EXERCISE PROMPT: Look through the lines below and extract each one that contains "dependencies".

(Collected data entries)
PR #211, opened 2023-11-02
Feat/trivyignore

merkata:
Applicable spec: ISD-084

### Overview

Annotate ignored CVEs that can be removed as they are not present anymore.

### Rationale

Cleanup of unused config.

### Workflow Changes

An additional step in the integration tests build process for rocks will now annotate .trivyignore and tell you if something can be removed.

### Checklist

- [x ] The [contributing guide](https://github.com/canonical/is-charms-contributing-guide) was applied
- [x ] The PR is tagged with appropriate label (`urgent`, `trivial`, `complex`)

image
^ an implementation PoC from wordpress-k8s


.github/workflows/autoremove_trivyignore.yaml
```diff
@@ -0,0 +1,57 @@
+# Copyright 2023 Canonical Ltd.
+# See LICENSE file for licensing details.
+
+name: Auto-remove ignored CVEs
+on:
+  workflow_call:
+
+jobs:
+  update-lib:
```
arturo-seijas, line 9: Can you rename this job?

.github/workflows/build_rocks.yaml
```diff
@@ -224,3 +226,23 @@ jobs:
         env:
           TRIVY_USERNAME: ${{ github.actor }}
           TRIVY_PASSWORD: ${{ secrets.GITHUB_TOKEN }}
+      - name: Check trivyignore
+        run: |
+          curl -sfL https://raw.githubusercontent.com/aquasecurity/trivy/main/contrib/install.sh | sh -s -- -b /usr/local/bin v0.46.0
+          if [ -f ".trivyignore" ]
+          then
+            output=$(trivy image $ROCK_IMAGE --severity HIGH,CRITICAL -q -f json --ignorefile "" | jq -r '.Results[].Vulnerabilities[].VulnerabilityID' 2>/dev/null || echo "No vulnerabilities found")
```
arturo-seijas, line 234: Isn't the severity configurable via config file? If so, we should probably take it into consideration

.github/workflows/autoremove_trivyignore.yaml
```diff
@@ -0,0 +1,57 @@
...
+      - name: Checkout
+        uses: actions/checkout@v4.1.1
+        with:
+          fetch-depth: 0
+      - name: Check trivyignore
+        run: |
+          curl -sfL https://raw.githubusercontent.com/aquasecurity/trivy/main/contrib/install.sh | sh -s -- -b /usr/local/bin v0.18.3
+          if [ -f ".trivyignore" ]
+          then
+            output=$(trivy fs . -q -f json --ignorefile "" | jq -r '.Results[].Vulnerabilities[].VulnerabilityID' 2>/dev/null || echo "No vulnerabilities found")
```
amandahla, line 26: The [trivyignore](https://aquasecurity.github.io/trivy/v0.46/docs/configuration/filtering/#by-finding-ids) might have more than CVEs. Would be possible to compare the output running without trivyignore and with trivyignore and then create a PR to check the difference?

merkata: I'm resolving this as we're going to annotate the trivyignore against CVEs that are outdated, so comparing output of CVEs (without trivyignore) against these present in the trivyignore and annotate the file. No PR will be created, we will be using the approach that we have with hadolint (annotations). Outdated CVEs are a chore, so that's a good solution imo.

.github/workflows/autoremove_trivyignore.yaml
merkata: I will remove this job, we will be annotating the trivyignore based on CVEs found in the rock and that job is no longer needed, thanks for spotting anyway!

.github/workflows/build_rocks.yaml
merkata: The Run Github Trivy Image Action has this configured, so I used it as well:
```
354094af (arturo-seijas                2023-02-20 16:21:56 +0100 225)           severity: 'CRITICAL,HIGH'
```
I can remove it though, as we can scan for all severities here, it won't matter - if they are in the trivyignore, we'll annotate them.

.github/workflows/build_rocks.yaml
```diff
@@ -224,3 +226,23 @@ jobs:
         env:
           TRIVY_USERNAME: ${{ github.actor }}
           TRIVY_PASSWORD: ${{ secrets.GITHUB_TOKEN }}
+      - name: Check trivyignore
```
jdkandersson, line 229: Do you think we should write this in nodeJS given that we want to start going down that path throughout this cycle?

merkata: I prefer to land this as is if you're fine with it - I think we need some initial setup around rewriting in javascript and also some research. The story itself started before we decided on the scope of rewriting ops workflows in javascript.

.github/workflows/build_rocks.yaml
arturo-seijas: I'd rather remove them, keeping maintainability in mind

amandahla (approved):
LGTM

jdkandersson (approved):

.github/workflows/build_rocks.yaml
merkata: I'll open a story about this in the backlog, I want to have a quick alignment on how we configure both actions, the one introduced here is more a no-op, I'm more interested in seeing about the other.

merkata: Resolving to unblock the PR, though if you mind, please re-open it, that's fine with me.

* * *

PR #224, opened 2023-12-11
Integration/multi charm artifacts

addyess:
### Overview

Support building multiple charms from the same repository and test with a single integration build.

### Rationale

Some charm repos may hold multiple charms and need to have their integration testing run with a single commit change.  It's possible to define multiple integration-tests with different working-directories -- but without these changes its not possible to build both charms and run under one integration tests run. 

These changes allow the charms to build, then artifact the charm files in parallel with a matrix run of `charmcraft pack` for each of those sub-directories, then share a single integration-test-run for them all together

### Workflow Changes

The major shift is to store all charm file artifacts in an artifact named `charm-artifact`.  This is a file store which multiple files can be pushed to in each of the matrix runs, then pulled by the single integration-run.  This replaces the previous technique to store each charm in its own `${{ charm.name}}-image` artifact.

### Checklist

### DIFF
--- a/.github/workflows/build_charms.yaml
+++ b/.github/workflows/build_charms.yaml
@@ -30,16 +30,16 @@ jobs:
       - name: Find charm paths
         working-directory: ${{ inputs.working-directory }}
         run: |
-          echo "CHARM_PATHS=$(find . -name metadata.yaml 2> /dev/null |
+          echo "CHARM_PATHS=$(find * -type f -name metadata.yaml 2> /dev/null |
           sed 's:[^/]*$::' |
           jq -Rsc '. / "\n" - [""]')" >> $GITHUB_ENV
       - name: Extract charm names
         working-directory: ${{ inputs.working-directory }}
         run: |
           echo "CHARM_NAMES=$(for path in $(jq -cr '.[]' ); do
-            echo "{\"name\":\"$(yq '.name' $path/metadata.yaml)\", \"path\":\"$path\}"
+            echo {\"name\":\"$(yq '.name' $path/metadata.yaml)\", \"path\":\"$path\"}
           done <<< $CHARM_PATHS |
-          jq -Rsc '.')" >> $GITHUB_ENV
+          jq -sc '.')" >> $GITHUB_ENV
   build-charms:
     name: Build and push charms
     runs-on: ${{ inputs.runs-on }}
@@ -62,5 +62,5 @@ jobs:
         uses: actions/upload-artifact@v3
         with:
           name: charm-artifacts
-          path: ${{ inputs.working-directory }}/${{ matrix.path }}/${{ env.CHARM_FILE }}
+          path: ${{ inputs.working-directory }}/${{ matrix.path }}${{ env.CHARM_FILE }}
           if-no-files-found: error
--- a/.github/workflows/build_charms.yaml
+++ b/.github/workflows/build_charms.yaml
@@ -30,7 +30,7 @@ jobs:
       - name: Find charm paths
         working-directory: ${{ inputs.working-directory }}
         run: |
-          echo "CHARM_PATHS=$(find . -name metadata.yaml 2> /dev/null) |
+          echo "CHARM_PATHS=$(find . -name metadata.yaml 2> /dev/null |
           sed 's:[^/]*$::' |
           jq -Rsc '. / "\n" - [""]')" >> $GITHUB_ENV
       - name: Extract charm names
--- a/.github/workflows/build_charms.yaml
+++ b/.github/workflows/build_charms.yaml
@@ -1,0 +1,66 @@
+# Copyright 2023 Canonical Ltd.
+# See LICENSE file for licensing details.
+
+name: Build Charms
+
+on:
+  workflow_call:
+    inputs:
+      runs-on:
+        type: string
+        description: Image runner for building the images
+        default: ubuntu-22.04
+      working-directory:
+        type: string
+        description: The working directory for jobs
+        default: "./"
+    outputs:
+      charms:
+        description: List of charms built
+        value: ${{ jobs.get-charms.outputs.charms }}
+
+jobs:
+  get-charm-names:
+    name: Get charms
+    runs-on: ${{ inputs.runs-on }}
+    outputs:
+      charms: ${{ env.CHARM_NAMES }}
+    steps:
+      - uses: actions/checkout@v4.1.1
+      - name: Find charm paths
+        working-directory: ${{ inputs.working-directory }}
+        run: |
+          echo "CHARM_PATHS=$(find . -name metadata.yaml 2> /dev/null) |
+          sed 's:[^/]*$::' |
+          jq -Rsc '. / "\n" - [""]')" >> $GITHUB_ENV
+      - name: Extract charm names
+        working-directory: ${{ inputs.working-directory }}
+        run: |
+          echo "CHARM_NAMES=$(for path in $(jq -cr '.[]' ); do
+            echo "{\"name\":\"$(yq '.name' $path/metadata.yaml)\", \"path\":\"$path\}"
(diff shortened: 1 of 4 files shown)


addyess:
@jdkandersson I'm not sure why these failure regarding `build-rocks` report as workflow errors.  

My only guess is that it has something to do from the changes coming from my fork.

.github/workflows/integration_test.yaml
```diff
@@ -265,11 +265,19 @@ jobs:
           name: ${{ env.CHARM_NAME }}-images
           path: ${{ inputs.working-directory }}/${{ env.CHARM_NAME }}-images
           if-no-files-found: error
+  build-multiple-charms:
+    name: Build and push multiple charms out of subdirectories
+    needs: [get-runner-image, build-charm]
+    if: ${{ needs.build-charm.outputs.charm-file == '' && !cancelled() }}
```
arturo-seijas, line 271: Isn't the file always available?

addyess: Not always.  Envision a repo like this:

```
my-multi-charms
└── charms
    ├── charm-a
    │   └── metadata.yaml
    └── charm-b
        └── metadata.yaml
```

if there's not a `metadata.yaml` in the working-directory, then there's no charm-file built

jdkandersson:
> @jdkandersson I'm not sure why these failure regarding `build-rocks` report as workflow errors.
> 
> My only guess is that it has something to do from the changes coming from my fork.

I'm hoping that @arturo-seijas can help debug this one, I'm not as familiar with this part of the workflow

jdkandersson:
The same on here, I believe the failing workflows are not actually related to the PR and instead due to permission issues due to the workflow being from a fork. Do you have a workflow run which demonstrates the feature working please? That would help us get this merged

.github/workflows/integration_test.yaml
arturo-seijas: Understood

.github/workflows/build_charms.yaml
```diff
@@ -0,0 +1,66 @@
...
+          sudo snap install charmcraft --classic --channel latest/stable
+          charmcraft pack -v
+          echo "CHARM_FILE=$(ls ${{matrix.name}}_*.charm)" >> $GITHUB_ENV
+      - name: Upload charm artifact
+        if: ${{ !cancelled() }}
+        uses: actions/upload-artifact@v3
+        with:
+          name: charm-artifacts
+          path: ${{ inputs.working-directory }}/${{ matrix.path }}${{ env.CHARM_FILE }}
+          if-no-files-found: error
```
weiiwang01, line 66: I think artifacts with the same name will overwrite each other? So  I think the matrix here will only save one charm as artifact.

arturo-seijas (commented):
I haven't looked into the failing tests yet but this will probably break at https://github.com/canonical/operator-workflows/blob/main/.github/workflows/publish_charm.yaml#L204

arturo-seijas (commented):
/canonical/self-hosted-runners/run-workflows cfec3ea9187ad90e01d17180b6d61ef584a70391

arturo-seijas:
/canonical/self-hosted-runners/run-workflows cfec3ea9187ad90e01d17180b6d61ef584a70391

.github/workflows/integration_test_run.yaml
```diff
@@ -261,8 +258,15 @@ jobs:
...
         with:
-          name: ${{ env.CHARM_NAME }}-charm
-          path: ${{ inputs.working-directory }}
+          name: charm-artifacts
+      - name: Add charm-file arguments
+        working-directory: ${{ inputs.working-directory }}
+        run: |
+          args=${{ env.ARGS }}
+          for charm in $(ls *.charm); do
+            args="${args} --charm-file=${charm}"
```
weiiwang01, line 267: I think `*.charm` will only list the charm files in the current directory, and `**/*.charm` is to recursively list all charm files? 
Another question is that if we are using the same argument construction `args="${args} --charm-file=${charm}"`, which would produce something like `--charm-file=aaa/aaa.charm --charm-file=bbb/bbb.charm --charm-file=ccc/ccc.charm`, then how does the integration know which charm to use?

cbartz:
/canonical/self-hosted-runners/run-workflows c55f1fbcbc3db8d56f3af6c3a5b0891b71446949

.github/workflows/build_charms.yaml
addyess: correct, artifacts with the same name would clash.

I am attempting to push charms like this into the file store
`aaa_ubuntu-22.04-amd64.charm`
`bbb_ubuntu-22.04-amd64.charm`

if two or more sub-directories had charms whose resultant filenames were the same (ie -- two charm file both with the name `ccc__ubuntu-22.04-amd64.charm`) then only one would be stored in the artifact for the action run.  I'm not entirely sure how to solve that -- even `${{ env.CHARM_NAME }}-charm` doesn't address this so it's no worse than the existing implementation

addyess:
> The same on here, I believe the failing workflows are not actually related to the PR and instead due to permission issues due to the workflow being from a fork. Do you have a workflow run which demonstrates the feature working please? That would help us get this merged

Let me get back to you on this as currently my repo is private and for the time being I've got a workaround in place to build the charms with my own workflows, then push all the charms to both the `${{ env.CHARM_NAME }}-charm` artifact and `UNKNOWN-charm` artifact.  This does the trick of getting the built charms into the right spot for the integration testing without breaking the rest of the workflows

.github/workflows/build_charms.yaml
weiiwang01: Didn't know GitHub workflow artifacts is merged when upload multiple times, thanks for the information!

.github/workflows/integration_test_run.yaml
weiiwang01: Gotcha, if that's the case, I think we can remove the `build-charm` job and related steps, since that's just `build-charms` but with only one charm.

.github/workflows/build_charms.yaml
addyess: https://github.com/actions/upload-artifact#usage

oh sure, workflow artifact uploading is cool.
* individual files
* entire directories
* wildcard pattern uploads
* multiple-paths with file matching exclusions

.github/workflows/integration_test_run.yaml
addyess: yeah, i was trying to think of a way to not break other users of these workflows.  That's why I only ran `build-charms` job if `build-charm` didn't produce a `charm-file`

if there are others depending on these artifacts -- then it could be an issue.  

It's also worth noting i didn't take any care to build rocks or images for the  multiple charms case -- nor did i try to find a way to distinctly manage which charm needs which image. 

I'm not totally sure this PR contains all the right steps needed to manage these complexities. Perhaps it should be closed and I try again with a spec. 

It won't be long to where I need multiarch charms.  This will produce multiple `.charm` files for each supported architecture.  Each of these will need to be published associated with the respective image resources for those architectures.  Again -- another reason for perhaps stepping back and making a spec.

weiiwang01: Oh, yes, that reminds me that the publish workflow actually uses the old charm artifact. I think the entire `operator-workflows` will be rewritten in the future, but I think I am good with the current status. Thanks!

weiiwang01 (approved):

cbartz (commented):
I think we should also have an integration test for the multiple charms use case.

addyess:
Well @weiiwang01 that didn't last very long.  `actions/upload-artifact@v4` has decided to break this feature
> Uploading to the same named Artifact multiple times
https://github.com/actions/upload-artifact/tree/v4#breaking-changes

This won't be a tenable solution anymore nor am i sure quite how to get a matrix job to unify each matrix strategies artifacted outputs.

==

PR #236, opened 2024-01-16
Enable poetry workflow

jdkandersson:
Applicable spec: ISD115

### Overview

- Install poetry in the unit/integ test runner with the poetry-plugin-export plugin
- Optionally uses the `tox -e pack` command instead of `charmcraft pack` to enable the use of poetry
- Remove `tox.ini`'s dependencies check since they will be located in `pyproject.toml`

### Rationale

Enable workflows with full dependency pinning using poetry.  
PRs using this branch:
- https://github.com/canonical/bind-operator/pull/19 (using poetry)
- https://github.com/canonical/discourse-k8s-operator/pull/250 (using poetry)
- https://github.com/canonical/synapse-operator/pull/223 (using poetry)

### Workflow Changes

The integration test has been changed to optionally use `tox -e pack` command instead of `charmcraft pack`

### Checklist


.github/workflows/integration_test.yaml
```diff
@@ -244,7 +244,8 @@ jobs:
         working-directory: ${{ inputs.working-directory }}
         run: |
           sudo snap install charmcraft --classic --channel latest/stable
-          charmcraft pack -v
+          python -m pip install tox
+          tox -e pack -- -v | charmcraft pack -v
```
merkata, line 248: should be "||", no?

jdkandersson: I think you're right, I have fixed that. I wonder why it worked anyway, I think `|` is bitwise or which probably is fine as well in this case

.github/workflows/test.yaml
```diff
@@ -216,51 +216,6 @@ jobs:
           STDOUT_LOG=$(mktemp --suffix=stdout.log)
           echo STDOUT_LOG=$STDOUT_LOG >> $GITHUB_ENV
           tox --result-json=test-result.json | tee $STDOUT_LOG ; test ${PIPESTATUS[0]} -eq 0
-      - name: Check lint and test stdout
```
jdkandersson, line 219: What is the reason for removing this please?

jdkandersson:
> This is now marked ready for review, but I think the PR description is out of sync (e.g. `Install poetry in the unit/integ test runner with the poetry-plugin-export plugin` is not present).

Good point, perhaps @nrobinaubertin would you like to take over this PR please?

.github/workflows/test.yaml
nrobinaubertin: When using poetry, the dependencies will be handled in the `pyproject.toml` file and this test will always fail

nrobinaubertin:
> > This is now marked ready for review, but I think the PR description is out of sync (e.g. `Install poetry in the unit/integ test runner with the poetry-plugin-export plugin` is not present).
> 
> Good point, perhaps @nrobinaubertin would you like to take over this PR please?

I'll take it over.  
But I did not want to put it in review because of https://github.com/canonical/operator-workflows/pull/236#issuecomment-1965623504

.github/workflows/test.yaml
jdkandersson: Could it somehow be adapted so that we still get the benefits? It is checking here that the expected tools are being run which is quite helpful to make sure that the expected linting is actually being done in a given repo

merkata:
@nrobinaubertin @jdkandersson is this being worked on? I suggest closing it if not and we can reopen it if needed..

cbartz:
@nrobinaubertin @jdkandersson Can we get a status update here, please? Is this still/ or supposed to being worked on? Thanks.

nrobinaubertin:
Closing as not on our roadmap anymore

SOLUTION:
- Remove `tox.ini`'s dependencies check since they will be located in `pyproject.toml`
nrobinaubertin: When using poetry, the dependencies will be handled in the `pyproject.toml` file and this test will always fail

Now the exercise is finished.